In contrast a relation can also be expressed in absolute coordinates

\(P_1\) has coordinate (1, 1) and \(P_2\) has coordinate (4, 1)

this statement also tells us that the distance between point \(P_1\) and point \(P_2\) is 3 meters, but additional information is contained therein.

Figure 2: Absolute distance between two points

This additional information fixes the orientation and position in space, as seen in figure 2.

But very often we humans describe geometric entities in relation to each other, for example describing the dimensions of a piece of paper is done by defining the side lengths and the angle on each corner as seen in figure 3.

Figure 3: Dimensions of a piece of paper

The Orientation and position in space is not relevant for describing this piece of paper.

Machines (computers) on the other hand can deal a lot better with absolute coordinates. But it is a difficult problem to go from relative relations to absolute coordinates. This blog post presents an idea to achieve this.

Simple constraints

For the moment we only consider two types of constraints

distance constraints
angle constraints

Additional types of constraints like parallel constraints will be handled at a later moment in this article.

Distance constraint

This constraint consists of a distance between two points.

A distance constraint is defined by a (symbolic) distance and labels for two points (\(P_1\) and \(P_2\) in figure 4) which have to be distance \(d\) apart.

Angle constraint

This constraint consists of an angle defined by three points.

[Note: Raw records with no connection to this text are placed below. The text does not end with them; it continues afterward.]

PR #252, opened 2023-05-24
Renamed 'countries' attribute to 'iso3_codes'in RegionCode class

### LINKED ISSUE #251: Use different name for ISO3-code attribute
Per a discussion at the ECEMF Consortium Meeting: the reserved word "countries" for the list of ISO3-codes is not ideal, because it is not obvious that only ISO3-codes are allowed.

Please change the package such that the reserved-word (including the validation) hinges on the term "iso3" instead.

GretchenSchowalter:
Hey, Daniel! This is a quick PR to address issue #251. I changed the attribute name from _countries_ to _iso3_codes_. Let me know if anything else needs to be changed!

closes #251

### DIFF
--- a/nomenclature/code.py
+++ b/nomenclature/code.py
@@ -220,15 +220,15 @@ class RegionCode(Code):
     """
 
     hierarchy: str = None
-    countries: List[str] = None
+    iso3_codes: List[str] = None
 
-    @validator("countries")
+    @validator("iso3_codes")
     def check_iso3_codes(cls, v, values) -> List[str]:
         """Verifies that each ISO3 code is valid according to pycountry library."""
         invalid_iso3_codes: List[str] = []
-        for country in v:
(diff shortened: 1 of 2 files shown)


danielhuppmann (approved):
Looks good to me, thanks!

danielhuppmann:
@phackstock, are you ok with this change?

phackstock (approved):
@GretchenSchowalter, thanks for the quick work :+1: 
@danielhuppmann no major objections from my side. 
The only thing that I would change is the name of the attribute. `iso3_codes` sounds a little ambiguous to me. 
Something like `constituent_regions_in_iso3` would be longer but less ambiguous. 
No strong preference though, I'd totally be fine with `iso3_codes` as well.

danielhuppmann:
Thanks @phackstock - I think that your suggestion is unreadably long given that most values will be just 3 digits... But we can add some documentation later.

An angle constraint is defined by a (symbolic) angle and labels for three points (\(P_1\), \(P_2\) and \(P_3\) in figure 5) which encircle an angle \(\alpha\). Convention is that the angle is centered at the second label and rotates clockwise around the second label from the first label till the third label.

From constraints to simplexes

Now imagine a set of constraints and labels (from now on called points). How can we deduce that all the points are fixed relative to each other given the constraints? Are there some points which have conflicting constraints?

This is the hard question we try to solve here.

The main idea is to work with simplexes instead of individual constraints. A simplex is the simplest possible polytope in a given dimension (see figure 6). Polytope meaning a geometric object with faces. E.g. in two dimensions the lowest number of sides we need to form an object in this dimension is three (three lines form a triangle, two lines cannot form a 2D object) and in three dimensions it is four (four triangles form a tetrahedron). It is always \(k+1\) elements from dimension \(k-1\) form an object from dimension \(k\). This faces from the lower dimension \(k-1\) are simplexes themselves.

Figure 6: Simplexes in different dimensions

Now there is one additional hurdle to overcome: how do we get from individual constraints to simplexes?

Looking at it in 2D space

2D Space is quite easy to visualize and does not present a limitation as all the ideas can be generalized to ND space.

Each simplex (triangle) in 2D space needs at least 3 constraints (distance and/or angle) to be sufficiently defined. Therefor we have to find at least three constraints which encompass the same three labels.

For example the set of constraints

distance p1 p2 d1
distance p2 p3 d2
angle p1 p2 p3 a1

encompasses the three labels p1, p2 and p3 which makes the triangle formed by these three labels defined (see figure 7).

Figure 7: A triangle defined by three constraints

While

angle p1 p2 p4 a1
distance p2 p3 d2
angle p2 p3 p1 a2

does encompass four labels p1, p2, p3 and p4 which makes the triangle undefined (see figure 8).

Figure 8: An undefined triangle with three constraints

Neither of the four possible triangles (p1, p2 and p3 or p1, p2 and p4 or p2, p3 and p4 or p1, p3 and p4) encompasses at least three constraints.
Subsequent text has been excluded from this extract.